A charcoal sketch of a girl shrugging and smiling, looking at the camera, sitting in front of a computer

“But Artificial Intelligence Can Do It For Me!”

How do we nurture excellence in a world where “artificial intelligence can do it for me”?

I homeschooled my elder daughter last year and this year. This year she’s attending Sora Schools (and loving it, I might add); last year I built her curriculum.

This story is about last year, when she was in 7th grade.

I gave her an assignment that asked her use ChatGPT to create a 2-3 page paper. Her task was to develop one or more prompts that would write the paper for her and meet the criteria I set out in the rubric.

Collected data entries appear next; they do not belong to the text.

PR #310, opened 2024-01-24
Fix sdv1.5 + FlashAttention bug on 910B

wtomin:
As I investigated on 910B, the reason why sdv1.5 + FA generates noisy images is that `ms.nn.layer.flash_attention` (ms version is `2.2.10.20231124`) behaves wrongly when head dimension equals to `160`. Note that the head dimension of sdv1.5 is one of `[40, 80, 160, 320]`.  

There are three versions of solutions:
- [v1](https://github.com/wtomin/mindone/tree/fa_sdv15_v1): we constraint the max head dimension as 128, which only allows head dims `[40, 80]` to use FA, while other head dims use original Attention;
- [v2](https://github.com/wtomin/mindone/tree/fa_sdv15_v2): we pad the head dims from  `[40, 80, 160]` to `[64, 128, 256]`.
- [v3](https://github.com/wtomin/mindone/tree/fa_sdv15_v3): we only pad head dim `160` to `256`.

When running inference with `text_to_image.py` on 910B, I gradually increase the batch size to trigger the OOM error. Here are the results:
| solution | OOM batch size | Not OOM batch size|
| ---| ---| ---|
| v1 | 300| 284|
| v2 | 366 | 360|
| v3 | 384 | 372|

From the perspective of memory efficiency, I suggest using [v3](https://github.com/wtomin/mindone/tree/fa_sdv15_v3).

However, this maybe **a temporary fix**. If mindspore fix this bug in the future, we should remove this fix.

@Songyuanwei , please help to check whether solution [v3](https://github.com/wtomin/mindone/tree/fa_sdv15_v3) has any effect on the sdv1.5 finetuning experiment. Thank you!

### DIFF
--- a/examples/stable_diffusion_v2/ldm/modules/attention.py
+++ b/examples/stable_diffusion_v2/ldm/modules/attention.py
@@ -13,16 +13,16 @@
 # limitations under the License.
 # ============================================================================
 import logging
+import math
 
 import numpy as np
 from ldm.util import is_old_ms_version
 from packaging import version
 
 import mindspore as ms
+import mindspore.numpy as msnp
 from mindspore import nn, ops
 from mindspore.common.initializer import initializer
-import mindspore.numpy as msnp
-import math
 
 try:
     from mindspore.nn.layer.flash_attention import FlashAttention


zhtmike:
I suggest to submit a issue on mindspore gitee, since this bug introduce some heavily impact on using flash attention.

wtomin:
> I suggest to submit a issue on mindspore gitee, since this bug introduce some heavily impact on using flash attention.

I agree to you. I will approach someone in the MindSpore team and report this bug directly, but this temporary fix is still needed as we need to use FA to meet some ddls.

examples/stable_diffusion_v2/ldm/modules/attention.py
```diff
@@ -207,11 +209,19 @@ def construct(self, x, context=None, mask=None):
             v = v.view(v_b, v_n, h, -1).transpose(0, 2, 1, 3)
             if mask is None:
                 mask = ops.zeros((q_b, q_n, q_n), self.fa_mask_dtype)
+            # FIXME: a trick to pad sdv1.5 head dimensions from 160 to 256
+            if head_dim == 160:
+                # pad to 2**n * 64
+                padding_size = 64 * 2 ** math.ceil(math.log(head_dim / 64, 2)) - head_dim
```
hadipash, line 215: I suggest using `ops.ceil` and `ops.log` for better competibility.

hadipash (approved):
LGTM!

zhtmike (approved):

SamitHuang (approved):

She was allowed to revise the prompting as many times as she needed, and she was allowed to revise the Gen AI’s writing to improve it. She was not allowed to write the whole thing herself.

It was her first time using any Generative AI, and she really struggled.

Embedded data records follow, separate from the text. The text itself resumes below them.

PR #311, opened 2024-01-24
add animatediff training pipeline

SamitHuang:
mainly tested on GPU and 910B, training results are as expected for input video data in 256x256, frames=16.

Features added:
- [x] motion module v1&v2 training
- [x] motion lora training
- [x] common utilities for training like lr scheduler are extracted to `mindone` lib
- [x] lora injection are extracted to `mindone` lib

TODOs:
- [ ] Support V3, SDXL
- [ ] Support distributed training in 512x512 in high performance
- [ ] Precision config optimization
- [ ] Improve temporal consistency and spatial fidelity


examples/animatediff/ad/models/diffusion/ddpm.py
```diff
@@ -351,85 +271,144 @@ def decode_first_stage(self, z):
...
-        elif self.parameterization == "velocity":
-            # target = sqrt_alpha_cum * noise - sqrt_one_minus_alpha_prod * x_start
-            target = self.get_velocity(x_start, noise, t)  # TODO: parse train step from randint
         else:
             raise NotImplementedError()
 
-        loss_simple = self.get_loss(model_output, target, mean=False).mean([1, 2, 3])
+        loss = self.mse_mean(target, model_output)
 
+        """
```
wtomin, line 375: `self.compute_loss` and `self.reduce_loss` are commented here and thus never called, but their definitions are not deleted. Is it intended or not?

Building good prompts is a backward design process, and she’d never worked that way! She was initially shocked that she had to write up to 3 pages (to a 7th grader, that’s basically a book). After struggling to write successful prompts for a while, she asked multiple times whether she could just write it herself! I held firm and she finally came up with a successful prompt that generated a paper.

So here’s where motivation comes in. We’d discussed that ChatGPT would probably create about a B-level paper, and that she’d likely need to edit and revise its work to create something better: by bringing in personal stories, adding her own tone, etc. She was able to ask for feedback on drafts prior to a final submission, and she was able to edit before submitting it for evaluation and a grade.

But she didn’t spend much time editing it. She made some modifications but turned in the paper largely as written by ChatGPT. I evaluated it against the rubric (admittedly not a perfectly scientific measurement, but I did it as objectively as I could).

It got an 86.
Meaning ChatGPT performed exactly as predicted.

I told her the grade and gave feedback, and again asked whether she’d like to revise the paper to improve it. She didn’t. She was satisfied with an 86 on the assignment if it meant she was done.

Hence my question about motivation. If Gen AI produces adequate work, and it’ll only get better, how do we motivate learners to produce great work of their own?

How can we foster motivation and a mindset of excellence in the age of “but AI can do it for me”?

I have some thoughts but definitely not all the answers. I’d love to hear yours!